Records drawn from a dataset

PR #198807, opened 2026-05-20
[lldb][test] Make dependent-modules-nodupe-windows case-insensitive

charles-zablit:
Running the test in containers returns `KERNEL32.DLL` instead of `kernel32.dll`, which causes the test to fail. Both names point to the same file. Windows path comparison is case-insensitive. The test is asserting an OS-level behavior, not a casing convention, so it should not be case-sensitive.


Nerixyz (approved):
In your PR description:
```diff
-instead of `kernell32.dll`,
+instead of `kernel32.dll`,
```

Issue #150515, opened 2025-07-24
[GlobalISel] Port known-bit and known-sign-bits for all operations


davemgreen:
gI was going through the SDAG version of computeKnownBits and computeSignBits to see what was missing from GISel.  This is a list of all the nodes that SDAG tries to handle and their current status is GISel. Some nodes have no equivalent in GISel. Missing nodes will presumably need to be ported over, under the assumption that they will eventually be useful somewhere. Some of the examples like https://github.com/llvm/llvm-project/pull/141933 and https://github.com/llvm/llvm-project/pull/142355 make a good example of what kind of thing needs to be added and how tests can be written.

|SDAG computeKnownBits | Status |
| --- | --- |
| MERGE_VALUES| Not relevant |
| SPLAT_VECTOR | [Done](https://github.com/llvm/llvm-project/pull/139501) |
| SPLAT_VECTOR_PARTS| Not relevant |
| STEP_VECTOR | #190598 |
| BUILD_VECTOR | Done |
| VECTOR_SHUFFLE | [Done](https://github.com/llvm/llvm-project/pull/139501) |
| VSCALE | #216025  |
| CONCAT_VECTORS | [Done](https://github.com/llvm/llvm-project/pull/141933) |
| INSERT_SUBVECTOR | #215048 |
| EXTRACT_SUBVECTOR | #214533 |
| SCALAR_TO_VECTOR| Not relevant |
| BITCAST | #216287  |
| AND | Done |
| OR | Done |
| XOR | Done |
| MUL | Done |
| MULHU | #158445 |
| MULHS | #158445 |
| ABDU | #186822 |
| ABDS | #186822 |
| UMUL_LOHI| Not relevant |
| SMUL_LOHI| Not relevant |
| AVGFLOORU | #209171 |
| AVGCEILU | #209171 |
| AVGFLOORS | #209171 |
| AVGCEILS | #209171 |
| SELECT | Done |
| VSELECT| Not relevant |
| SELECT_CC| Not relevant |
| SETCC | Done |
| SETCCCARRY| Not relevant |
| STRICT_FSETCC| Not relevant |
| STRICT_FSETCCS| Not relevant |
| SHL | Done |
| SRL | Done |
| SRA | Done |
| ROTL | #166365 |
| ROTR | #166365 |
| FSHL | #191260 |
| FSHR | #191260  |
| SHL_PARTS| Not relevant |
| SRA_PARTS| Not relevant |
| SRL_PARTS| Not relevant |
[...]

PR #198808, opened 2026-05-20
[GlobalISel] Port over `simplifyDemandedBits` to GlobalISel

lialan:
## Summary

* This patch  ports `SimplifyDemandedBits` to GlobalISel as a `CombinerHelper` walk. 
* It tries to structure it after InstCombine's `SimplifyDemandedBits` and SelectionDAG's `TargetLowering::SimplifyDemandedBits`. 
* GISel's `SimplifyDemandedBits` interface is kept the same as SDAG.
* As a first step, added `and`, `or`, `shl`, `shr`(constant only) bit simplifying mechanisms.
* MIR tests and unit tests are included in this PR.
* Tracks #150515 

## Interface Comparison

Here is the attempt to keep both APIs on GISel and SDAG/InstCombine's as similar as possible.

| Aspect | InstCombine | SDAG | This PR |
|---|---|---|---|
| Entry point | `SimplifyDemandedBits(I, OpNo, DemandedMask, Known, Depth)` | `SimplifyDemandedBits(Op, DemandedBits, DemandedElts, Known, TLO, Depth)` | `simplifyDemandedBits(MI, OpNo, DemandedBits, Known, Depth)` |
| Known bits | byproduct of the simplify walk | byproduct of the simplify walk | byproduct of the simplify walk |
| Unknown-opcode fallback | `computeKnownBits` | `computeKnownBits` | `getKnownBits` |
| Multi-use defs | `SimplifyMultipleUseDemandedBits` (look-through, reroute one use) | demand relaxed to all bits + separate `SimplifyMultipleUseDemandedBits` | same: pure `simplifyMultipleUseDemandedBits` look-through, then demand relaxed to all bits |
| `computeKnownBits` API | unchanged | unchanged | unchanged |


llvm/include/llvm/CodeGen/GlobalISel/CombinerHelper.h
```diff
@@ -1083,6 +1084,22 @@ class CombinerHelper {
...
+  /// Demanded-bits back-propagation driver. Attempts to rewrite \p MI under
+  /// the assumption that only the bits set in \p Mask.Bits and the elements
+  /// set in \p Mask.Elts of its result are consumed. Returns true if \p MI
+  /// (or one of its operand-producing instructions) was mutated or replaced.
+  ///
+  /// Mirrors SelectionDAG's TargetLowering::SimplifyDemandedBits but operates
+  /// directly on MachineInstrs through CombinerHelper. Target instructions
+  /// are dispatched to TargetLowering::simplifyDemandedBitsForTargetInstr.
+  bool trySimplifyDemandedBits(MachineInstr &MI,
+                               const GISelDemandedMask &Mask) const;
```
nhaehnle: Drop the part about SelectionDAG. This needs to be able to stand on its own.

This should have an `OperandNo` argument to support using it on instructions with multiple defs.

llvm/include/llvm/CodeGen/GlobalISel/CombinerHelper.h
```diff
@@ -1083,6 +1084,22 @@ class CombinerHelper {
...
+
+  // Match (G_TRUNC (G_LSHR/G_ASHR X, K-const)) when X's bits beyond DstBW
+  // (zero for LSHR, sign-bit replicated for ASHR) are provably idle. Rewrites
+  // to (G_LSHR/G_ASHR (G_TRUNC X), K-trunc), eliminating the outer trunc.
+  bool matchNarrowTruncShrConst(MachineInstr &MI, BuildFnTy &MatchInfo) const;
```
nhaehnle: This doesn't actually rewrite, does it?

nhaehnle (commented):
What's the justification of GISelDemandedMask?

lialan (commented):
(withdrawn)

llvm/include/llvm/CodeGen/GlobalISel/CombinerHelper.h
lialan: Updated

lialan: Restructured: `GISelDemandedMask` is removed entirely. The signature now matches InstCombine's `SimplifyDemandedBits(I, OpNo, DemandedMask, Known, Depth)` — a bits-only `APInt` on a `CombinerHelper` walk — and `GISelValueTracking` is untouched relative to main. The struct existed to thread a demand mask through `computeKnownBits`, which neither SDAG nor InstCombine does; with the analysis living inside the simplifier's own per-opcode switch (as in both of those), there is nothing left for it to carry. PR description has a parity table with the remaining (two, minimal) deviations.

llvm/include/llvm/CodeGen/GlobalISel/CombinerHelper.h
lialan: updated!

lialan:
@nhaehnle care to review it again?

PR #198931, opened 2026-05-20
[LLDB] Add a progress event to xcrun invocations

adrian-prantl:
LLDB invokes xcrun to find SDKs on disk. This is usually very fast, but sometimes (after an Xcode update, or when the searched SDK does not exist) it can take very long (10s or more). The progress event provides user feedback to explain the hang.

### DIFF
--- a/lldb/source/Host/macosx/objcxx/HostInfoMacOSX.mm
+++ b/lldb/source/Host/macosx/objcxx/HostInfoMacOSX.mm
@@ -7,6 +7,7 @@
 //===----------------------------------------------------------------------===//
 
 #include "lldb/Host/macosx/HostInfoMacOSX.h"
+#include "lldb/Core/Progress.h"
 #include "lldb/Host/FileSystem.h"
 #include "lldb/Host/Host.h"
 #include "lldb/Host/HostInfo.h"
@@ -24,6 +25,7 @@
 #include "llvm/ADT/ScopeExit.h"
 #include "llvm/ADT/SmallString.h"
 #include "llvm/ADT/StringMap.h"
+#include "llvm/ADT/StringExtras.h"
 #include "llvm/Support/FileSystem.h"
 #include "llvm/Support/Path.h"
 #include "llvm/Support/RWMutex.h"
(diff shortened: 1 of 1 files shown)


adrian-prantl:
Unfortunately I didn't find a _great_ way to test this, since this is very specific to macOS and the local Xcode installation.

jasonmolenda:
Ah good idea.

lldb/source/Host/macosx/objcxx/HostInfoMacOSX.mm
```diff
@@ -433,6 +434,13 @@ static bool ResolveAndVerifyCandidateSupportDir(FileSpec &path) {
 static llvm::Expected<std::string>
 xcrun(const std::string &sdk, llvm::ArrayRef<llvm::StringRef> arguments,
       llvm::StringRef developer_dir = "") {
+  std::string details;
+  llvm::raw_string_ostream os(details);
+  os << "--sdk " << sdk;
+  for (auto arg : arguments)
+    os << ' ' << arg;
```
JDevlieghere: [llvm::join](https://llvm.org/doxygen/namespacellvm.html#aa1fd1719afe5b07ebe55f1d105c98916)

lldb/source/Host/macosx/objcxx/HostInfoMacOSX.mm
```diff
@@ -433,6 +434,13 @@ static bool ResolveAndVerifyCandidateSupportDir(FileSpec &path) {
 static llvm::Expected<std::string>
 xcrun(const std::string &sdk, llvm::ArrayRef<llvm::StringRef> arguments,
       llvm::StringRef developer_dir = "") {
+  std::string details;
+  llvm::raw_string_ostream os(details);
+  os << "--sdk " << sdk;
```
JDevlieghere: We'll probably want to repeat `xcrun` here again.
```suggestion
  os << "xcrun --sdk " << sdk;
```

lldb/source/Host/macosx/objcxx/HostInfoMacOSX.mm
```diff
@@ -433,6 +434,13 @@ static bool ResolveAndVerifyCandidateSupportDir(FileSpec &path) {
...
+  for (auto arg : arguments)
+    os << ' ' << arg;
+  Progress progress("Running xcrun", details);
```
JDevlieghere, line 442: Maybe make this more generic:
```suggestion
  Progress progress("Looking for Xcode SDKs", details);
```
Then that will show up as:

```
Looking for Xcode SDKs: xcrun --sdk MacOSX 
```

adrian-prantl: This is not just used to find Xcode SDKs. The Swift plugin uses it to find tools in the SDK, too (such as swift-plugin-server).

adrian-prantl: It uses `HostInfoMacOSX::FindSDKTool`, which exists on main but is only unit-tested.

JDevlieghere: Ack, then let's keep "Running xcrun". I'd still duplicate it in the details, as different clients display this differently and it's not guaranteed to show up after the title (e.g. VS Code)

JDevlieghere (approved):
Nice

jasonmolenda:
reverted via https://github.com/llvm/llvm-project/pull/198945

PR #198933, opened 2026-05-20
[flang][FIRToMemRef] Fixed array_coor with box/shape/slice.

vzakhari:
A `fir.array_coor` with box input, a slice and a shape without
a shift, should also be converted using dimensions information
stored in the input box (case (c) in the updated code).

### DIFF
--- a/flang/test/Transforms/FIRToMemRef/array-coor-slice-shift.mlir
+++ b/flang/test/Transforms/FIRToMemRef/array-coor-slice-shift.mlir
@@ -75,10 +75,8 @@ func.func @array_coor_slice_shift_section() {
   return
 }
 
-// Descriptor-backed array_coor with shape_shift + slice. Even though the
-// memref is a fir.box, the explicit shape_shift carries lower bounds, so the
-// shapeVec path (synthesize row-major strides from extents) must be taken,
-// not the box_dims descriptor path.
+// Descriptor-backed array_coor with shape_shift + slice.
+// TODO: the strides must still be taken from the descriptor.
 // CHECK-LABEL: func.func @array_coor_box_shape_shift_slice
 // CHECK:       %[[C1:.*]] = arith.constant 1 : index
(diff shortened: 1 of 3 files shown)


flang/test/Transforms/FIRToMemRef/array-coor-slice-shift.mlir
```diff
@@ -74,3 +74,30 @@ func.func @array_coor_slice_shift_section() {
   fir.store %c1_i32 to %4 : !fir.ref<i32>
   return
 }
+
+// Descriptor-backed array_coor with shape_shift + slice. Even though the
+// memref is a fir.box, the explicit shape_shift carries lower bounds, so the
+// shapeVec path (synthesize row-major strides from extents) must be taken,
+// not the box_dims descriptor path.
+// CHECK-LABEL: func.func @array_coor_box_shape_shift_slice
```
jeanPerier, line 80: I do not really understand that case. I understand that you need to deal with the lower bounds, and that maybe the path that is using the box strides is not handling that, but I do not get how it is possible to ignore/not use the input box stride too.

Are you adding the `sliceInfo.shiftVec.empty()` condition because in practice such code is always produced with contiguous fir.box and that using the strides for that case would require fixing/modifying more code to deal with the lower bounds when using descriptor strides?

jeanPerier (approved):
Thanks, I have question about the case with shift, but I am OK with merging this as the handling of shift matches the existing behavior, so if there is an issue it is not a regression with this patch.

flang/test/Transforms/FIRToMemRef/array-coor-slice-shift.mlir
vzakhari: Great point! I was too focused on the particular issue at hand, and did not want to pessimize the other cases.

I will add a TODO here and will fix it in a follow-up PR, if that is okay. Thank you!

PR #198936, opened 2026-05-20
[MC][Support] Track macro definition locations for improved diagnostics

arichardson:
Track the exact location of macro definitions and instantiations inside the
SourceManager. By passing the instantiation location and the macro signature
location to a new AddMacroInstantiationBuffer method, the diagnostic handlers
can cleanly map virtual instantiation buffer locations back to their physical
source files. This avoids printing redundant include stacks and ensures macro
instantiation notes point directly to the macro definition and call sites.

Introduce getMacroInstantiationLoc and printIncludeStackForDiagnostic helper
methods to SourceMgr to share this nested unwinding logic between the asm parsers.

Assisted-By: Gemini


llvm/include/llvm/Support/SourceMgr.h
```diff
@@ -81,8 +82,15 @@ class SourceMgr {
...
 
     /// This is the location of the parent include, or null if at the top level.
+    /// For macro instantiation buffers, this is the macro call location.
     SMLoc IncludeLoc;
 
+    /// The parent buffer ID where this macro was expanded, or 0 if not a macro.
+    unsigned MacroParentBuf = 0;
+
+    /// The location in the parent buffer where this macro was defined.
+    SMLoc MacroDefLoc;
```
arichardson: Could reorder these to reduce padding, not sure if it's important

arichardson:
~I just noticed this won't actually work as is due to expansion changing the length of buffers and we can't cleanly map it back. Will update this to be a simpler change that mostly adds more test coverage.~

Done

arichardson:
ping?

arichardson:
@MaskRay Any suggestions who else could review this if you are too busy?

llvm/test/MC/AsmParser/macro-like-diagnostic.s
```diff
@@ -0,0 +1,19 @@
+# RUN: not llvm-mc -triple x86_64 %s -o /dev/null 2>&1 | FileCheck %s
```
MaskRay, line 1: This patch doesn't change the output for this test.

llvm/test/MC/AsmParser/macro-unknown-directive.s
```diff
@@ -1,19 +1,42 @@
...
-# CHECK-NEXT:^
+## This test verifies that:
+## * Macro instantiation notes point directly to the `.macro` signature line itself
+##   (e.g. `.macro .test1` instead of the first statement of the macro body).
+## * Nested active macro instantiation stacks unwind cleanly.
+## * Column numbers and caret alignments inside `<instantiation>` virtual buffers
+##   are reported correctly (e.g. matching `.macrobody0` at column 7 on line 2).
+
+
+#      CHECK:<instantiation>:2:7: error: unknown directive
```
MaskRay, line 11: Is the output ideal? It doesn't mention `.macro .test0`

llvm/include/llvm/Support/SourceMgr.h
```diff
@@ -158,6 +162,23 @@ class SourceMgr {
...
+      return FindBufferContainingLoc(getParentIncludeLoc(i));
+    return 0;
+  }
+
+  SMLoc getMacroDefLoc(unsigned i) const {
+    assert(isValidBufferID(i));
+    return Buffers[i - 1].MacroDefLoc;
+  }
+
+  unsigned getMacroDefBuf(unsigned i) const {
```
MaskRay, line 176: Dead?

MaskRay:
> @MaskRay Any suggestions who else could review this if you are too busy?

I like the direction of the patch but I'm worried about the AI slop.

llvm/test/MC/AsmParser/macro-like-diagnostic.s
arichardson: Yeah I just wanted to check that the macro like directives still work. Can pre commit that.

llvm/include/llvm/Support/SourceMgr.h
arichardson: Was used in a follow up change and I folded it into the wrong commit. Sorry

llvm/test/MC/AsmParser/macro-unknown-directive.s
arichardson: Yeah it's not ideal. How about printing `<.test0 instantiation>? Since the buffers just contain the textual replacement there might not be a good correlation with the actual source code.

arichardson: And maybe the location of the macro definition as the error location? Otherwise it's kinda hard to find where it came from?

MaskRay: I am not clear about the desired output; can you try ask agents to get inspiration from clang macro expansion?

llvm/test/MC/AsmParser/macro-like-diagnostic.s
MaskRay: Yeah - should just pre-commit this

PR #198940, opened 2026-05-20
Optimization on predecessor count checks for FunctionPropertiesAnalysis

InakiVA:
It used to need to get the whole bb predecessor count and then check with the size of it. That needed to go through the whole list only to check against 1, 2 or 3. By using its already existing basic block predecessor count function, these attributes can be counted much faster. Now it doesn't need to go through the whole list. The moment it gets to the 3rd element, no matter how many predecessors there might be, we have our answer for the metrics


boomanaiden154 (commented):
It's unclear to me how this is an optimization. We're doing the exact same logic but no looking at the distance more often. I'm pretty sure `pred_size` and `hasNPredecessors` both end up being O(n) on the number of predecessors given the predecessor iterator is not random access. Did this come up on the flame graph?

Based on https://github.com/llvm/llvm-project/blob/012abddca170c33425fef4dd9a26e77889a0dc91/llvm/include/llvm/IR/CFG.h#L123, it seems like `hasNPredecessors` is the preferred API, but we should still probably only be calling it once into a temporary. Theoretically the compiler with optimizations turned on should CSE the predecessor count, but the loops involved might make that difficult.

InakiVA:
> It's unclear to me how this is an optimization. We're doing the exact same logic but no looking at the distance more often. I'm pretty sure `pred_size` and `hasNPredecessors` both end up being O(n) on the number of predecessors given the predecessor iterator is not random access. Did this come up on the flame graph?

https://github.com/llvm/llvm-project/blob/2b460b36bdb4ab8f239f5efc38ad83ffde9b1b35/llvm/include/llvm/ADT/STLExtras.h#L2607-L2612


It is not in O(n), it is in O(N), with N referring to the number specified in has**N**Items (same for hasNItemsOrMore). Size is O(n), with n being the amount of predecessors of the basic block which can be much more than the maximum we need, 3

llvm/lib/Analysis/FunctionPropertiesAnalysis.cpp
```diff
@@ -104,12 +104,11 @@ void FunctionPropertiesInfo::updateForBB(const BasicBlock &BB,
     else if (SuccessorCount > 2)
       BasicBlocksWithMoreThanTwoSuccessors += Direction;
 
-    unsigned PredecessorCount = pred_size(&BB);
```
boomanaiden154, line 107: We should still just be updating this to call `BB.hasNPredecessors`

boomanaiden154 (commented):
Ah, missed that part about what the factors actually are.

llvm/lib/Analysis/FunctionPropertiesAnalysis.cpp
InakiVA: not sure if I'm following. What would be the purpose of assigning the boolean value and change it every time instead of just calling it during each check? This doesn't return the value bounded by N, it just returns the boolean of whether it has the exact N or not

boomanaiden154: Yeah, nevermind. For some reason I was still assuming we get the size.

boomanaiden154 (approved):
LGTM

PROBLEM TO WORK ON:
Above are some lines. Repeat exactly, and only, those from the line that has "STEP_VECTOR | #190598 |" through the line that has "SHL_PARTS| Not relevant |".

TASK OUTPUT:
| STEP_VECTOR | #190598 |
| BUILD_VECTOR | Done |
| VECTOR_SHUFFLE | [Done](https://github.com/llvm/llvm-project/pull/139501) |
| VSCALE | #216025  |
| CONCAT_VECTORS | [Done](https://github.com/llvm/llvm-project/pull/141933) |
| INSERT_SUBVECTOR | #215048 |
| EXTRACT_SUBVECTOR | #214533 |
| SCALAR_TO_VECTOR| Not relevant |
| BITCAST | #216287  |
| AND | Done |
| OR | Done |
| XOR | Done |
| MUL | Done |
| MULHU | #158445 |
| MULHS | #158445 |
| ABDU | #186822 |
| ABDS | #186822 |
| UMUL_LOHI| Not relevant |
| SMUL_LOHI| Not relevant |
| AVGFLOORU | #209171 |
| AVGCEILU | #209171 |
| AVGFLOORS | #209171 |
| AVGCEILS | #209171 |
| SELECT | Done |
| VSELECT| Not relevant |
| SELECT_CC| Not relevant |
| SETCC | Done |
| SETCCCARRY| Not relevant |
| STRICT_FSETCC| Not relevant |
| STRICT_FSETCCS| Not relevant |
| SHL | Done |
| SRL | Done |
| SRA | Done |
| ROTL | #166365 |
| ROTR | #166365 |
| FSHL | #191260 |
| FSHR | #191260  |
| SHL_PARTS| Not relevant |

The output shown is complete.